EvilTheCat
08-24-2004, 11:04 AM
I've looked a lot, and any of the good sites seem to go down fast, as it seems to be in the 3d world. fineart.sk, hippidrome.com, metagons.com All used to be excelent sites, then they disapeared for teh most part.
The best thing I've come across is searchnig for celebrity shots if i need a head template of soem kind. Searching www.altavista.com (http://www.altavista.com) or www.google.com (http://www.google.com) using their image search can lead to quite a few results. Alta vista can even sort out by size. Another one I use quite a bit is www.coribs.com (http://www.coribs.com) They're a comercial site, but the prviews are usualy big enough for a template. Also, if you ca find the right news groups, you can find plublicity photos in super high rez. The kinda stuff they grab for news paper articles, or to stick in a book or something like that. Those are great for textures.
Then there's always the obvious friends and cameras. If you want to be specific, take you'r own pictures. If you don't ahve a scanner or digital camera, most places that will develope can make you digital copies of your pictures. There's even disposible cameras out there now specificaly ment for digital prints. This can make your job easier sometimes because you can pick your own lighting, angles, backgrounds, body types, etc.
If you want to do cartoon characters, if you pick a specific show sometimes you can acutaly dig up character turn arounds. Searchig for phrases like Turn-around, model sheet, character sheet, character line up, etc. These are harder to find, and tend to not be orthographic anyway. You'll probably only get one shot at most that's anything worth rotoscoping, and most of the time, 2d artist cheet anatomy, so body parts don't line up from front to side views.

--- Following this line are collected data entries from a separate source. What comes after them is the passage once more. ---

Issue #9671, opened 2026-07-16
Built-in bundle routines set responsibleUserId to the literal "built-in-bundles", locking descendants out of mutations (RESPONSIBLE_USER_UNAVAILABLE)


werserk:
## Summary

`createOrResetRoutine` in `server/src/services/built-in-agents.ts` uses a synthetic actor:

```ts
const actor = { agentId: null, userId: "built-in-bundles" };
```

That sentinel string ends up persisted as the routine's `responsible_user_id`. Every heartbeat run descending from that routine's dispatches (the routine execution itself, its `finish_successful_run_handoff` corrective wake, and `source_scoped_recovery_action` recovery-owner runs) inherits `responsibleUserId = "built-in-bundles"`.

Under responsible-user authorization, "built-in-bundles" resolves to no user and no membership, so **every issue mutation from those runs is denied with HTTP 403 `RESPONSIBLE_USER_UNAVAILABLE`** — including the recovery owner's attempt to record a disposition. The result is a self-sustaining loop:

1. Built-in routine fires → issue created, agent run succeeds.
2. Agent (or later the recovery owner) tries `PATCH /api/issues/:id` → 403 `RESPONSIBLE_USER_UNAVAILABLE`.
3. Issue lands in `missing_disposition` recovery ("blocked on a recovery owner"), whose owner's runs inherit the same sentinel → they can't record a disposition either.
4. The subtree stays blocked forever; only a human board actor can dispose of it.

## Observed

Live instance at master `9923894` (2026-07-16), external PostgreSQL, authenticated mode. Agent run transcripts report e.g.:

```
PATCH /api/issues/<id> payload {"status":"blocked"} → 403 RESPONSIBLE_USER_UNAVAILABLE
```

`heartbeat_runs.responsible_user_id = 'built-in-bundles'` for all runs in the affected chain; `routines.responsible_user_id = 'built-in-bundles'` for the auto-ensured built-in bundle routine.

There is also no API-level remedy: `createRoutineSchema` / `updateRoutineSchema` do not expose `responsibleUserId`, so an operator cannot repair the routine without direct DB access.

## Suggested fix

Either persist `null` (system) instead of the sentinel for built-in bundle routines and let the authorization layer treat system-origin runs explicitly, or resolve a real owner (e.g. the company owner) when reconciling built-in bundles. Exposing `responsibleUserId` on the routine update API would also give operators a recovery path.

jamipouchi:
[...]

PR #9902, opened 2026-07-20
fix(routines): stop the built-in bundle system marker from becoming a responsible user

greegorij:
## Thinking Path

> - Built-in agents ship with routines, and `createOrResetRoutine` creates or reconciles those routines on behalf of the platform rather than a person
> - It passes `userId: "built-in-bundles"` — a system marker, not a real account — and that value lands in the routine's `responsibleUserId`
> - From there it propagates: `resolveRoutineResponsibleUserId` returns the actor id unconditionally, `issues.create` trusts it, and every issue the routine creates inherits a responsible user who does not exist
> - `assertCompanyAccess` then looks for an active company membership for that "user", finds none, and denies `company_access` — so the agent assigned to such an issue cannot read it, cannot list its colleagues, and cannot even post an issue reporting the failure
> - The denial is company-wide and silent: the agent has no channel left to raise the alarm, so the breakage only shows up in the service log
> - This pull request stops the marker from becoming a responsible user and backfills the rows that already carry it
> - The benefit is that routine-created issues are actionable by the agents assigned to them

No existing public issue covers this, so per option (B), following the bug-report shape:

**What happens.** An agent assigned to an issue created by a built-in-agent routine receives `403 RESPONSIBLE_USER_UNAVAILABLE` on reading the issue, listing agents, and creating new issues.

**Why.** The issue's `responsibleUserId` is the literal string `built-in-bundles`, inherited from the routine, inherited from `createOrResetRoutine`. No company membership exists for that principal, so `assertCompanyAccess` denies.

**Why it is hard to notice.** The affected agent cannot post an issue about it — the same denial blocks issue creation. Diagnosis is only possible from the service log.

**Expected.** Routines created for built-in agents resolve to a real responsible user, or to none, rather than to a system marker.

## What Changed

- `server/src/services/routines.ts`: `resolveRoutineResponsibleUserId` no longer accepts a system marker as a responsible user. Resolution order is now: explicit company default → company owner → first active company member → `null`. A non-empty-string guard was added so an empty or whitespace value cannot slip through as valid.
- `server/src/services/built-in-agents.ts`: `createOrResetRoutine` no longer passes the marker as the acting user.
- `packages/db/src/migrations/0182_backfill_built_in_bundles_responsible_user.sql`: idempotent backfill that clears the marker from existing routine rows so already-created instances recover without manual intervention.
- `packages/db/src/migrations/meta/_journal.json`: journal entry for the migration.

## Verification

- `pnpm --filter @paperclipai/server test` for the routines and built-in-agent suites → passes.
- Reproduced on a live instance: an agent assigned to a routine-created issue got `403 RESPONSIBLE_USER_UNAVAILABLE` on read, on listing agents, and on posting a new issue. After applying the change and the backfill, the same agent reads and acts on the issue normally.
- The backfill is idempotent — running it twice leaves the same state.

## Risks

Medium risk, mostly in the migration.

- **Migration numbering.** This branch adds `0182_…`, which now collides with upstream migrations added since the PR was opened. That is the cause of the current conflict. On rebase the file needs renumbering to sit after the current head; I will do that rather than asking a reviewer to resolve it. Worth noting for anyone reviewing the diff as it stands today.
- **Behavioral change.** Routines that previously recorded the marker will now record a real user or `null`. Issues created afterwards carry that new value, so the responsible user visible on new routine issues changes. That is the fix, but it is a visible shift.
- **Fallback choice.** "First active company member" is a heuristic. In a single-owner company it is unambiguous; in a larger one it picks a specific human who did not ask to be responsible. I chose it over leaving `null` because `null` reintroduces a different denial path, but I would take direction from maintainers here — this is the design decision in the PR most worth a second opinion.
- No breaking API change.

## Model Used

Claude Opus 4.6 (`claude-opus-4-6`) authored the original change; this description was written with Claude Opus 5 (`claude-opus-5`), 1M context, adaptive thinking, with tool use and local command execution.

## Checklist

- [x] I have not referenced internal/instance-local Paperclip issues or links (only public GitHub references)
- [x] I have updated relevant documentation to reflect my changes — none found covering routine responsible-user resolution; happy to add if there is a place for it
- [ ] All Paperclip CI gates are green — this branch conflicts with `master` (migration numbering, see Risks) and CI is red. Rebase and renumber in progress; I will report back here before asking for review.


greegorij:
Update: verified on a live installation, not just in tests.

Applied this patch to our own deployment and ran the built-in reflection-coach routine against it.

**Before** (2 hours of logs prior to the fix): 93 × `RESPONSIBLE_USER_UNAVAILABLE` on `company_access`. The agent could not read its own issue, list agents, or post a comment — including the comment it was trying to file *about* the failure.

**After**: the routine created a new issue whose `responsibleUserId` resolved to the company default rather than the marker, and the agent has been running against it with **zero** denials.

The backfill migration also did its job: rows carrying the marker (one routine, one issue) now hold the company default, and a scan of all 432 issues in that company shows no remaining occurrences.

Happy to adjust the shape of the fix if you would prefer the system-actor concept separated from the responsible-user field, as noted above.

greegorij:
Merged current `master` into the branch (merge, not rebase — so review threads pinned to existing commits survive) and fixed two things that upstream tests caught. Both are corrections to **my** change, not to master:

**1. The guard was too broad.** It rejected any candidate lacking an active company membership and substituted someone else. That means a responsible user who leaves the company would have their routines silently reassigned — well beyond the intent, which was only to stop the literal `built-in-bundles` marker. Narrowed to a named constant. Caught by `uses the routine revision responsible-user snapshot for automatic runs`.

**2. It broke provisioning of a fresh company.** With the marker rejected and no candidate available yet (no default, no owner, no members), resolution returned `null` and the existing `Routine requires a responsible user` check threw — so a brand-new company could not be provisioned at all. Now the marker is returned as a last resort: it is replaced only when there is a real user to replace it with. Caught by `auto-provisions one paused Reflection Coach bundle for a freshly created company`.

**3. Migration renumbered** `0182` → `0193`, after upstream's `0184`–`0192`. The SQL body is byte-identical: the runner matches on a content hash, so renaming does not re-run it where it was already applied, and the statements are idempotent regardless.

`routines-service.test.ts` 57/57, `companies-service.test.ts` 11/11, no conflicts.

Point 2 is worth a reviewer's opinion: returning the marker as a fallback keeps current behaviour intact, but it does mean the marker can still reach `responsibleUserId` on a company that has no users at all. If you would rather have provisioning fail loudly in that state, say so and I will flip it.

wlfonseca:
Independent reproduction and verification of this fix, from a different angle than the reflection-coach test above — fresh install, `local_trusted`, embedded Postgres, `summarizer` bundle.

## Reproduced the original bug

`paperclipai@2026.722.0` (current `latest`), single company, single member `local-board` (owner), `companies.default_responsible_user_id` correctly set to `local-board`.

After enabling `enableBuiltInAgents` and the bundled `refresh-stale-summaries` schedule, the agent hit exactly what this PR describes. Its own run output:

> The token is valid (expires in ~59 min), but the API is rejecting every call with `RESPONSIBLE_USER_UNAVAILABLE`. The user `built-in-bundles` associated with this token has no access to the company.

Result: **9 heartbeat runs in ~15 minutes**, all `exit=0`, none able to close the routine issue. The issue ended at `blocked` with `Paperclip could not resolve this issue's missing disposition automatically`. Persisted rows carrying the marker in my instance:

```
routines           2
routine_revisions  8
issues             0
heartbeat_runs     9
```

Worth noting for anyone triaging: **manual runs mask this completely.** In `resolveRoutineRunResponsibleUserId` the chain is `manualRunnerUserId ?? latestRevisionResponsibleUserId ?? routine.responsibleUserId`, so a manual trigger resolves to a real user and the agent's API writes go through — four comments landed with `authorUserId: local-board` on my first manual run. Only `automation` and schedule-sourced runs fall through to the marker. The feature looks healthy until you turn on the schedule.

## Verified this patch fixes it

Applied the `resolveRoutineResponsibleUserId` logic from this PR to the published `dist` of `@paperclipai/server@2026.722.0`, plus the equivalent of migration `0193` against my instance, then restarted.

Same routine, schedule re-enabled, triggered again:

- **1 run**, `succeeded`, `exit=0` — no re-wake loop
- Routine issue went straight to `done` instead of `blocked`
- `heartbeat_runs.responsible_user_id` on the new run: `local-board`
- Activity log confirms the agent itself made the writes that were previously denied:

```
issue.comment_added | actor_type=agent | actor_id=3a33c125-…
issue.updated       | actor_type=agent | actor_id=3a33c125-…
```

The three-tier fallback and the backfill both behave as described.

## On the Greptile 4/5 — the parent-issue path

Greptile is right that `routines.ts` lines 163-164 still let the marker through, and I think it matters more than it might look. The backfill deliberately skips companies with no `default_responsible_user_id`, so those rows keep the marker by design — and that is precisely the population that then hits the unguarded parent lookup:

```ts
if (parent?.responsibleUserId) return parent.responsibleUserId;   // can be the marker
if (parent?.createdByUserId) return parent.createdByUserId;
```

If you can, learn to not rely so much on othographic templates. I used to a lot, and I'd always end up in this situation. If i have to model anybody specific i try to find the best front and side view I can, mostly to get the volume right. Then I find as many pictures of the subject as posible, and just use them as reference photos, but I never actualy rotoscope most of them. I've started to get better results doing this than I ever did relying on only two planes of information. The front and side shots I get are never perfect or symetrical, but like I said are mostly there for the volume of the shapes. Its more like traditional sculpting in this sence. it's hard at first, but I assure you, if you stick with it, you'll get better at modeling in general, and spend a whole lot less time working on templates in the end. Drawing the subject before modeling can often help me understand the shapes I'm about to create also, and is generaly just a good exercise for my brain before modeling.
Here's a link from work. It might have something for you to use. I forgot to mention Comics and art books are another great resource. http://www.jmaccoy.com/teaching/webpages/Individual_lesson_pages/Character_turn_around/character_turn_around.htm
Martinos
08-24-2004, 11:54 AM
Thanks a lot, thats great advice.
I'm currently modeling one of the drawings in the link you gave.